§ **EXERCISE INSTRUCTIONS**: If a line in the data holds the string "Attempts", list it.

§ **SUPPLIED DATA**:
PR #957, opened 2024-06-05
Activity events

SewerynKras:


src/activity/activity.ts
```diff
@@ -1,8 +1,5 @@
-import { Logger } from "../shared/utils";
 import { Agreement, ProviderInfo } from "../market/agreement";
 import { EventEmitter } from "eventemitter3";
-import { ExecutionOptions, ExeScriptExecutor } from "./exe-script-executor";
-import { IActivityApi } from "./types";
 
 /** @deprecated */
```
mgordel, line 4: this can already be removed

mgordel (changes requested):

src/activity/activity.ts
SewerynKras: already removed in other PR: https://github.com/golemfactory/golem-js/pull/958/commits/4a7659ece0c271f8384faefb11be41865fc4b4b7

src/activity/activity.module.ts
```diff
@@ -78,52 +108,117 @@ export class ActivityModuleImpl implements ActivityModule {
...
+      throw error;
+    }
+  }
 
-    return updated;
+  async fetchActivity(activityId: Activity["id"]): Promise<Activity> {
+    this.logger.info("Fetching activity state", { activityId });
+    try {
+      const upToDateActivity = await this.activityApi.getActivity(activityId);
+      this.events.emit("activityStateChanged", upToDateActivity, upToDateActivity.getState());
```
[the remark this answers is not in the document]
SewerynKras: activity repo doesn't keep track of known activities because we can get them from yagna :/ also I don't want to jam an event emitter there. I ended up splitting the `fetchActivity` method into two - refresh and find - and emitting the event in `refresh` when the state changes. Let me know if this makes sense or we can have a call tomorrow

src/activity/activity.module.ts
```diff
@@ -78,52 +114,129 @@ export class ActivityModuleImpl implements ActivityModule {
...
+      this.events.emit("activityDestroyed", updated);
+      return updated;
+    } catch (error) {
+      this.events.emit("errorDestroyingActivity", activity, error);
+      throw error;
+    }
+  }
+
+  async refreshActivity(staleActivity: Activity): Promise<Activity> {
+    this.logger.info("Fetching latest activity state", { activityId: staleActivity.id });
```
mgordel, line 201: I think this could be the debug level and additionally include state info

mgordel (approved):

PR #960, opened 2024-06-06
fix(market): added offer pricing filter

mgordel:


src/market/market.module.ts
```diff
@@ -625,4 +611,33 @@ export class MarketModuleImpl implements MarketModule {
...
+  }
+
+  private filterProposalsByPricingOptions(pricing: PricingOptions, proposal: OfferProposal) {
+    let isPriceValid = true;
+    if (pricing.model === "linear") {
+      isPriceValid =
+        proposal.pricing.cpuSec <= pricing.maxCpuPerHourPrice / 3600 &&
+        proposal.pricing.envSec <= pricing.maxEnvPerHourPrice / 3600 &&
+        proposal.pricing.start <= pricing.maxStartPrice;
+    }
```
SewerynKras, line 637: what about `burn-rate`? We can check if start price + envSec * 3600 + cpuSec * 3600 is less than avgGlmPerHour

SewerynKras (changes requested):

SewerynKras (approved):

PR #967, opened 2024-06-07
Update README + add module override example

SewerynKras:


mgordel (approved):
Yes.. we didn't think about the fact that overwritten implementations have a lot of dependencies to pass and it would be bad to require the user to provide them themselves... so I don't see a better solution than your proposed factory implementation..
From the perspective of the example, it looks good.

PR #971, opened 2024-06-10
fix(lease-process): fixed finalizing already terminated agreements

mgordel:
If the agreement is terminated on the provider's side, we should not send a request to yagna for termination.

In addition, in the case of debitNote/Invoice rejection e.g. due to filters, we should not send a request to the endpoint reject - Yagna has not implemented this and always responds 501:NotImplented

### DIFF
--- a/src/payment/agreement_payment_process.ts
+++ b/src/payment/agreement_payment_process.ts
@@ -187,14 +187,17 @@ export class AgreementPaymentProcess {
       await this.paymentModule.rejectDebitNote(debitNote, rejectMessage);
       this.logger.warn(`DebitNote rejected`, { reason: rejectMessage });
     } catch (error) {
-      const message = getMessageFromApiError(error);
-      throw new GolemPaymentError(
-        `Unable to reject debit note ${debitNote.id}. ${message}`,
-        PaymentErrorCode.DebitNoteRejectionFailed,
-        undefined,
-        debitNote.provider,
-        error,
-      );
+      this.logger.warn(`DebitNote rejected`, { reason: rejectMessage });
+      // TODO: this endpoint is not implemented in Yagna, it always responds 501:NotImplemented.
+      // Until it is implemented ny Yagna, it only logs as a warning
+      // const message = getMessageFromApiError(error);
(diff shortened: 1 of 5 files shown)


src/payment/agreement_payment_process.ts
```diff
@@ -282,14 +285,17 @@ export class AgreementPaymentProcess {
...
-      const message = getMessageFromApiError(error);
-      throw new GolemPaymentError(
-        `Unable to reject invoice ${invoice.id} ${message}`,
-        PaymentErrorCode.InvoiceRejectionFailed,
-        undefined,
-        invoice.provider,
-        error,
-      );
+      this.logger.warn(`Invoice rejected`, { reason: message });
+      // TODO: this endpoint is not implemented in Yagna, it always responds 501:NotImplemented.
```
SewerynKras, line 289: I think instead of here, we should comment out the actual call to yagna in the api adapter and move the warning to `payment.module.rejectInvoice`. Just so the behavior is the same no if it's the payment process trying to reject or the user manually

src/payment/agreement_payment_process.ts
```diff
@@ -187,14 +187,17 @@ export class AgreementPaymentProcess {
...
-      const message = getMessageFromApiError(error);
-      throw new GolemPaymentError(
-        `Unable to reject debit note ${debitNote.id}. ${message}`,
-        PaymentErrorCode.DebitNoteRejectionFailed,
-        undefined,
-        debitNote.provider,
-        error,
-      );
+      this.logger.warn(`DebitNote rejected`, { reason: rejectMessage });
+      // TODO: this endpoint is not implemented in Yagna, it always responds 501:NotImplemented.
```
SewerynKras, line 191: same as invoice^

SewerynKras (changes requested):

src/payment/agreement_payment_process.ts
mgordel: It turns out that this is not implemented only for debitNote, I moved the warn to the module and commented out the call to the api

SewerynKras (approved):

PR #974, opened 2024-06-13
fix(lease-process-pool): fixed asynchronous acquiring of lease processes

mgordel:


SewerynKras:
The issue with async-lock is that a) we lose the ability to create leases in parallel and b) only one acquire can wait in `acquireQueue` (because async-lock will not unlock until the promise resolves). I wrote a unit test to test it some more:
```ts
it("doesn't create more processes than allowed", async () => {
      jest.useFakeTimers();
      const pool = getLeasePool({ min: 3, max: 3 });
      pool["createNewLeaseProcess"] = jest.fn(
        () => new Promise((resolve) => setTimeout(() => resolve(getMockLeaseProcess()), 50)),
      );
      expect(pool.getSize()).toBe(0);
      pool.acquire(); // should be resolved after 50ms
      pool.acquire(); // should be resolved after 50ms
      pool.acquire(); // should be resolved after 50ms
      pool.acquire(); // should be added to the queue
      pool.acquire(); // should be added to the queue
      pool.acquire(); // should be added to the queue
      pool.acquire(); // should be added to the queue
      await jest.advanceTimersByTimeAsync(50);
      expect(pool.getSize()).toBe(3);
      expect(pool.getBorrowedSize()).toBe(3);
      expect(pool.getAvailableSize()).toBe(0);
      expect(pool["acquireQueue"].length).toBe(4);
});
```
without async-lock `pool.getSIze() === 7` but with async-lock `pool.getSize() === 1` : (

I'm thinking what's missing is the information how many leases are currently in the process of being signed. If we added that then we can modify `canCreateMoreLeaseProcesses`
```ts
  private canCreateMoreLeaseProcesses() {
    return this.getSize() + this.leasesBeingSigned < this.maxPoolSize;
  }
```
The problem is that this variable needs to be incremented synchronously **before** we call `await this.createLeaseProcess()` because that would push it to the end of the microtasks queue and other `acquire`s would run before we increment the variable.
The version I have working looks like this:
```ts
  async acquire(): Promise<LeaseProcess> {
    if (this.isDraining) {
      throw new Error("The pool is in draining mode");
    }
    let leaseProcess = await this.takeValidLeaseProcess();
    if (!leaseProcess) {
      if (!this.canCreateMoreLeaseProcesses()) {
        return this.enqueueAcquire();
      }
      // new part here VVV
      this.leasesBeingSigned++;
      leaseProcess = await this.createNewLeaseProcess().finally(() => this.leasesBeingSigned--);
    }
    this.borrowed.add(leaseProcess);
    this.events.emit("acquired", leaseProcess.agreement);
    return leaseProcess;
  }
```
a bit ugly :( I'm open for other suggestions

mgordel:
@SewerynKras yes, you are right, this implementation solves the problem, I have tested it in several ways and it works fine.
I changed the code to your implementation

src/lease-process/lease-process-pool.test.ts
```diff
@@ -312,6 +335,7 @@ describe("LeaseProcessPool", () => {
       expect(pool["destroy"]).toHaveBeenCalledWith(lease3);
     });
     it("prevents new leases from being acquired during the drain", async () => {
+      jest.useFakeTimers();
```
SewerynKras, line 338: Isn't this a side-effect of enabling fake timers in that test above? IMO we should call `jest.useRealTImers` in `beforeEach` to "reset it"

SewerynKras (approved):

PR #977, opened 2024-06-13
feat: added ability to cancel lease processes

mgordel:
This PR includes:
 - removed the default timeout in draft-proposal-pool, instead added the `signalOrTimeout` parameter in the acquire method
 - added `signalOrTimeout` parameter to `oneOf` in golem-network
 - added `signalOrTimeout` parameter to `acquire` in lease-proposal-pool
 - changed `timeout` to `signalOrTimeout` parameter in `CommandOptions` in work-context
 - added `signalOrTimeout` parameter to `signAgreementFromPool` in market-module
 - removed `activityExecutionTimeout`  and `timeout` param in `execute` in exe-script-executor, instead added `signalOrTimeout` param in constructor (to cancel all executions) and in `execute` method (to cancel single execution)

### DIFF
--- a/src/activity/activity.module.ts
+++ b/src/activity/activity.module.ts
@@ -248,10 +248,7 @@ export class ActivityModuleImpl implements ActivityModule {
                 "Initializing of the exe-unit has been aborted due to a timeout",
                 options.signalOrTimeout.reason,
               )
-            : new GolemAbortError(
-                "Initializing of the exe-unit has been aborted by a signal",
-                options.signalOrTimeout.reason,
-              );
+            : new GolemAbortError("Initializing of the exe-unit has been aborted", options.signalOrTimeout.reason);
         throw error;
       }
       throw error;
--- a/src/activity/activity.module.ts
+++ b/src/activity/activity.module.ts
@@ -7,7 +7,7 @@ import { WorkContext, WorkOptions } from "./work";
 import { ExeScriptExecutor, ExeScriptRequest, ExecutionOptions } from "./exe-script-executor";
 import { Observable, catchError, tap } from "rxjs";
 import { StreamingBatchEvent } from "./results";
-import { GolemAbortError } from "../shared/error/golem-error";
+import { GolemAbortError, GolemTimeoutError } from "../shared/error/golem-error";
 
 export interface ActivityModule {
   events: EventEmitter<ActivityEvents>;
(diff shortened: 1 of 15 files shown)


tests/e2e/leaseProcessPool.spec.ts
```diff
@@ -174,4 +174,29 @@ describe("LeaseProcessPool", () => {
...
+  });
+
+  it("should finalize the lease process during execution", async () => {
+    const pool = glm.lease.createLeaseProcessPool(proposalPool, allocation, { replicas: 1 });
+    const leaseProcess = await pool.acquire();
+    const exe = await leaseProcess.getExeUnit();
+    return new Promise(async (res) => {
+      leaseProcess.events.on("finalized", async () => res(true));
+      setTimeout(() => leaseProcess.finalize(), 8_000);
+      await expect(exe.run("sleep 10 && echo Hello World")).rejects.toThrow(
```
SewerynKras, line 197: if the promise gets resolved before this rejects then jest won't catch the error, we should add `expect.assertions(1)` at the beginning of the test

src/activity/activity.module.ts
```diff
@@ -240,6 +241,19 @@ export class ActivityModuleImpl implements ActivityModule {
...
+            ? new GolemTimeoutError(
+                "Initializing of the exe-unit has been aborted due to a timeout",
+                options.signalOrTimeout.reason,
+              )
+            : new GolemAbortError(
+                "Initializing of the exe-unit has been aborted by a signal",
+                options.signalOrTimeout.reason,
+              );
+        throw error;
+      }
```
SewerynKras, line 256: Why is this here? `ctx.before` already throws `GolemAbortError`

SewerynKras (changes requested):

src/lease-process/lease-process.ts
```diff
@@ -51,26 +56,34 @@ export class LeaseProcess {
...
-
-    try {
-      this.logger.debug("Waiting for payment process of agreement to finish", { agreementId: this.agreement.id });
-      if (this.currentWorkContext) {
-        await this.activityModule.destroyActivity(this.currentWorkContext.activity);
-        if ((await this.fetchAgreementState()) !== "Terminated") {
-          await this.marketModule.terminateAgreement(this.agreement);
-        }
+    // Prevent this task from being performed more than once
+    return this.asyncLock.acquire("finalize", () => {
```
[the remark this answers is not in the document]
mgordel: yes, I am testing it again and the async lock is not needed. I added it when I was trying to fix starting finalization several times at the same time and left it unnecessarily

src/market/draft-offer-proposal-pool.ts
```diff
@@ -118,46 +105,45 @@ export class DraftOfferProposalPool {
   }
 
   /**
-   * Attempts to obtain a single proposal from the pool
-   *
-   * This method will reject if no suitable proposal will be found within {@link DraftOfferProposalPool.acquireTimeoutSec} seconds.
+   * Attempts to obtain a single proposal from the poolonds.
```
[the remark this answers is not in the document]
mgordel: 🙃

src/activity/activity.module.ts
mgordel: not all parts of `ctx.before` throw an `GolemAbortError` in this case. Some throw `GolemWorkError` with interrupted script execution in activity. It is true that in the `previous` field there will be AbortError from Activity, but I wanted to avoid inconsistency.

SewerynKras: ok, but in that case if someone passes a timeout (number) then this check won't run, it should be consistent. Have you considered checking the `ctx.abortSignal` directly?

mgordel: Yes, you are right. I moved the handling of this to `ctx.before` in the work-context and refactored it a bit. See now.

SewerynKras (approved):

PR #985, opened 2024-06-19
Rename lease to rental

SewerynKras:


mgordel (approved):
I didn't notice any changes in logic. Only name changes and comments. OK for me

PR #559, opened 2019-05-02
using caffeine cache for jobs in Titus client

amit-git:
### Fixing memory leak in tasks publisher

Memory is leaking in tasks publisher because of the fact that a map used to cache jobs metadata is unbounded. This change is going to use Caffeine cache with a max size of 40k that'll put an upper bound on heap growth. It loads the cache using async calls to Titus API. This change doesn't affect the way task events generator is using the client.


titus-supplementary-component/tasks-publisher/src/main/java/com/netflix/titus/supplementary/taskspublisher/TitusClientImpl.java
```diff
@@ -182,4 +169,25 @@ private void configureMetrics(Registry registry) {
...
+    private void buildCacheForJobs() {
+        jobs = Caffeine.newBuilder()
+                .maximumSize(MAX_CACHE_SIZE)
+                .buildAsync(new AsyncCacheLoader<String, Job>() {
+                    @Nonnull
+                    @Override
+                    public CompletableFuture<Job> asyncLoad(@Nonnull String jobId, @Nonnull Executor executor) {
+                        CompletableFuture<Job> jobResult = new CompletableFuture<>();
+                        ListenableFuture<Job> jobFuture = jobManagementServiceFutureStub.findJob(JobId.newBuilder().setId(jobId).build());
+                        jobFuture.addListener(() -> {
```
fabiokung: probably need to do more here, e.g.: https://github.com/spotify/futures-extra/blob/master/src/main/java/com/spotify/futures/ListenableToCompletableFutureWrapper.java

titus-supplementary-component/tasks-publisher/src/main/java/com/netflix/titus/supplementary/taskspublisher/TitusClientImpl.java
```diff
@@ -42,19 +49,27 @@
 public class TitusClientImpl implements TitusClient {
     private static final Logger logger = LoggerFactory.getLogger(TitusClientImpl.class);
     private static final String CLIENT_ID = "tasksPublisher";
-    private final JobManagementServiceGrpc.JobManagementServiceStub jobManagementService;
+    public static final int MAX_CACHE_SIZE = 40000;
+    private final JobManagementServiceStub jobManagementService;
+    private JobManagementServiceFutureStub jobManagementServiceFutureStub;
```
fabiokung: any reason all these attributes can't be `final`? Not a big deal, but it would make it easier to maintain this code in the future.

titus-supplementary-component/tasks-publisher/src/main/java/com/netflix/titus/supplementary/taskspublisher/TitusClientImpl.java
corindwyer: I like to use `Futures.addCallback` in guava for this.

titus-supplementary-component/tasks-publisher/src/main/java/com/netflix/titus/supplementary/taskspublisher/TitusClientImpl.java
amit-git: Done

PR #562, opened 2019-05-08
Add metrics for remaining relocations in the TaskRelocation service

tbak:


titus-supplementary-component/task-relocation/src/main/java/com/netflix/titus/supplementary/relocation/util/RelocationPredicates.java
```diff
@@ -123,6 +138,10 @@ public static boolean isRelocationRequired(AgentInstance agentInstance) {
                 .equalsIgnoreCase("true");
     }
 
+    public static boolean isRelocationRequired(AgentInstanceGroup instanceGroup) {
+        return instanceGroup.getLifecycleStatus().getState() == InstanceGroupLifecycleState.Removable;
```
corindwyer: shouldn't this also check for the `RELOCATION_REQUIRED` attribute?

tbak: Is it supported on instance group? We make this check on instance.

PR #563, opened 2019-05-08
removing elasticsearch module from titus-ext

amit-git:
### Removing titus-ext module for elasticsearch publishing

The code being removed is deprecated after a separate Titus supplementary module 'tasks-publisher' was created to support Titus tasks publishing mechanism. As a result, the TaskDocument class is being moved into tasks-publisher module.


titus-supplementary-component/tasks-publisher/src/main/java/com/netflix/titus/supplementary/taskspublisher/es/DefaultEsWebClientFactory.java
```diff
@@ -56,7 +54,6 @@ private HttpClient buildHttpClient() {
             TcpClient tcpClientWithConnectionTimeout = tcpClient.option(ChannelOption.CONNECT_TIMEOUT_MILLIS, 1000);
             return tcpClientWithConnectionTimeout.doOnConnected(connection -> {
                 connection.addHandlerLast(new ReadTimeoutHandler(READ_TIMEOUT_SECONDS));
-                connection.addHandlerLast(new WriteTimeoutHandler(WRITE_TIMEOUT_SECONDS));
```
corindwyer: can you add a comment to look at this into the future? I am concerned about the behavior when not timing out client side requests.

PR #567, opened 2019-05-14
Add experimental constraints

corindwyer:
### Description of the Change

Add experimental constraints to prefer placement based on:
* availability zone
* machine id
* machine type

### DIFF
--- a/titus-server-master/src/main/java/com/netflix/titus/master/scheduler/SchedulerConfiguration.java
+++ b/titus-server-master/src/main/java/com/netflix/titus/master/scheduler/SchedulerConfiguration.java
@@ -18,6 +18,7 @@ package com.netflix.titus.master.scheduler;
 
 import com.netflix.archaius.api.annotations.Configuration;
 import com.netflix.archaius.api.annotations.DefaultValue;
+import com.netflix.titus.api.agent.model.AgentInstance;
 import com.netflix.titus.master.scheduler.fitness.networkinterface.TitusNetworkInterfaceFitnessEvaluator;
 
 @Configuration(prefix = "titus.scheduler")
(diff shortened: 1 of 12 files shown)


titus-server-master/src/main/java/com/netflix/titus/master/scheduler/SchedulerConfiguration.java
```diff
@@ -114,4 +115,16 @@
      */
     @DefaultValue("true")
     boolean isCriticalTierJobSpreadingEnabled();
+
+    /**
+     * Availability zone attribute name to look at on the {@link AgentInstance}.
+     */
+    @DefaultValue("availabilityZone")
+    String getAvailabilityZoneAttributeName();
```
tbak: We should use standard names internally and map if needed at the connector layer.
This introduces unnecessary complexity.

titus-server-master/src/main/java/com/netflix/titus/master/scheduler/constraint/MachineTypeConstraint.java
```diff
@@ -0,0 +1,67 @@
...
+        this.machineType = machineType;
+    }
+
+    @Override
+    public String getName() {
+        return NAME;
+    }
+
+    @Override
+    public Result evaluate(TaskRequest taskRequest, VirtualMachineCurrentState targetVM, TaskTrackerState taskTrackerState) {
```
tbak: There is a lot of common code in these three constraints.

titus-server-master/src/main/java/com/netflix/titus/master/scheduler/SchedulerConfiguration.java
corindwyer: This is based on how the current model works. I agree that we should change the approach but I do not want to do it in this PR.

titus-server-master/src/main/java/com/netflix/titus/master/scheduler/constraint/MachineTypeConstraint.java
corindwyer: I prefer to keep these classes orthogonal at the time because they are experimental. When they are no longer experimental, inheritance or composition could be used here to reduce the common code.

PR #568, opened 2019-05-14
Fix memory leak in data replicator Rx channel

tbak:


titus-common/src/test/java/com/netflix/titus/common/util/rx/ReactorReEmitterOperatorTest.java
```diff
@@ -17,69 +17,75 @@
...
 
+import static org.assertj.core.api.Assertions.assertThat;
+
 public class ReactorReEmitterOperatorTest {
 
-    private static final long INTERVAL_MS = 1_000;
+    private static final Duration EMIT_INTERVAL = Duration.ofMillis(1_000);
 
-    private final DirectProcessor<String> subject = DirectProcessor.create();
+    private boolean cancelled;
```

§ **WRITTEN ANSWER**:
-   * Attempts to obtain a single proposal from the pool
+   * Attempts to obtain a single proposal from the poolonds.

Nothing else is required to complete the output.